With this aim in mind it suffice to say how the boundaries of the minimal system of discs $$D_1, D_2, ..., D_g$$ of $$H_1$$ (therefore closed paths $$\gamma_i = \partial D_i$$) are glued together with boundaries of the minimal system of discs $$D_1', ..., D_g'$$ of $$H_2$$.

Remark: Minimal systems of discs referes to the minimal number of discs inside a handlebody such that after cutting along them the handlebody becomes homeomorphic to a $$3$$-ball $$D^3$$.

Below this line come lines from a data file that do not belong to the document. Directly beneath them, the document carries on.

Issue #108, opened 2022-11-30
update wire protocol doc


david415:
pqXX with the hybrid KEM Kyber768 + X25519

PR #109, opened 2022-11-30
Update noise wire protocol spec

david415:
update the wire protocol spec so it accurately represents what we are now using. 
fixes this ticket: https://github.com/katzenpost/katzenpost/issues/108


ioerror (approved):

ioerror:
It would be good if the two (canceled, failing) tests pass. The spec change seems reasonable.

PR #114, opened 2022-12-05
Refactor deduplicate authority config types

mixmasala:
This changes the authority configuration so as to remove the [Authority] key, and in so doing, use authority/voting/server/config.Authority consistently , removing types config.AuthorityPeer, server/config.Peer, and the function AuthorityPeersFromPeers.


mixmasala:
Possibly [Authority] should be replaced with a section [Server] instead, so as to be somewhat more consistent with the mix server configuration as well?

PR #126, opened 2022-12-12
authority: print offending node id in PEM format

david415:


ioerror (approved):

leif:
in the soon-to-be-merged #148 we're logging node names and key hashes here now instead.

PR #127, opened 2022-12-12
wip_fix_commit_and_reveal

mixmasala:
this is work in progress to fix an issue where an authority can commit to different values in each vote and break the consensus


mixmasala:
so, this still needs signature verification, and we should consider if there is a smarter way to solve this problem.

david415 (commented):
looks good so far. although i think we should use hmac.Equal instead of bytes.Equal but that's a minor thing.

david415 (approved):

Issue #134, opened 2022-12-21
replace AVL tree with priority queue in decoy traffic module of mix server


david415:
AVL tree library has a bug... let's just not use an AVL tree. Priority  queue is fine for this task most likely. Otherwise if it must be an AVL tree (i highly doubt it) then we fix the bug in the AVL tree.

threebithacker:
I believe we fixed this in https://github.com/katzenpost/katzenpost/pull/221 - reopen if you disagree @david415

Issue #133, opened 2022-12-20
omelas mix crashes 


ioerror:
Mix server omelas appears to have had two crashes. This happened around the same time that nutria's disk filled. Nutria crashed which caused nutria to be unreachable. I think that the mix server is using tag v0.0.15.

```
panic: interface conversion: interface {} is *decoy.surbCtx, not []*decoy.surbCtx

goroutine 36 [running]:
github.com/katzenpost/katzenpost/server/internal/decoy.(*decoy).sweepSURBCtxs(0xc000000000)
        /home/katzenpost/katzenpost/server/internal/decoy/decoy.go:432 +0x57e
github.com/katzenpost/katzenpost/server/internal/decoy.(*decoy).worker(0xc000000000)
        /home/katzenpost/katzenpost/server/internal/decoy/decoy.go:190 +0x53a
github.com/katzenpost/katzenpost/core/worker.(*Worker).Go.func1()
        /home/katzenpost/katzenpost/core/worker/worker.go:39 +0x5a
created by github.com/katzenpost/katzenpost/core/worker.(*Worker).Go
        /home/katzenpost/katzenpost/core/worker/worker.go:37 +0xb9
```

```
panic: BUG: SURB mismatch in node ETA list

goroutine 37 [running]:
github.com/katzenpost/katzenpost/server/internal/decoy.(*decoy).loadAndDeleteSURBCtx(0xc0000ac500, 0x5?)
        /home/katzenpost/katzenpost/server/internal/decoy/decoy.go:408 +0x251
github.com/katzenpost/katzenpost/server/internal/decoy.(*decoy).OnPacket(0xc0000ac500, 0xc010c81780)
        /home/katzenpost/katzenpost/server/internal/decoy/decoy.go:110 +0x279
github.com/katzenpost/katzenpost/server/internal/cryptoworker.(*Worker).worker(0xc0000c0380)
        /home/katzenpost/katzenpost/server/internal/cryptoworker/crypto_worker.go:271 +0xead
github.com/katzenpost/katzenpost/core/worker.(*Worker).Go.func1()
        /home/katzenpost/katzenpost/core/worker/worker.go:39 +0x5a
created by github.com/katzenpost/katzenpost/core/worker.(*Worker).Go
        /home/katzenpost/katzenpost/core/worker/worker.go:37 +0xb9
```

PR #135, opened 2022-12-21
fix for half of #133

david415:
This PR fixes first crash bug from issue https://github.com/katzenpost/katzenpost/issues/133
It is a workaround style bug fix where we know for sure (because of gaurantees of golang type system) that the bug is in the AVL library. See ticket to replace with priority queue here: https://github.com/katzenpost/katzenpost/issues/134


ioerror (approved):
LGTM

Here an example which coincides with my understanding of Heegaard diagrams: The green paths are pairwise glued with the red paths. This data suffice to define uniquelly (up to isomorphy) how the hendlebody $$H_1$$ is glued with $$H_2$$ (here $$g=3$$) along the boundaries $$\partial H_1, \partial H_2$$, if we enumerate the tree red and green parts with $$1,2,3$$ and endow them with an orientation.

Now, here are the two diagrams which I dont understand:

(1) Should the "gluing paths" be given pairwise? How to cope here with the green, glue and red paths? What kind of glueing occures here? I'm not sure if it is allowed to glue all three toghether (source: http://www.profmath.uqam.ca/~powell/HFHseminar.html)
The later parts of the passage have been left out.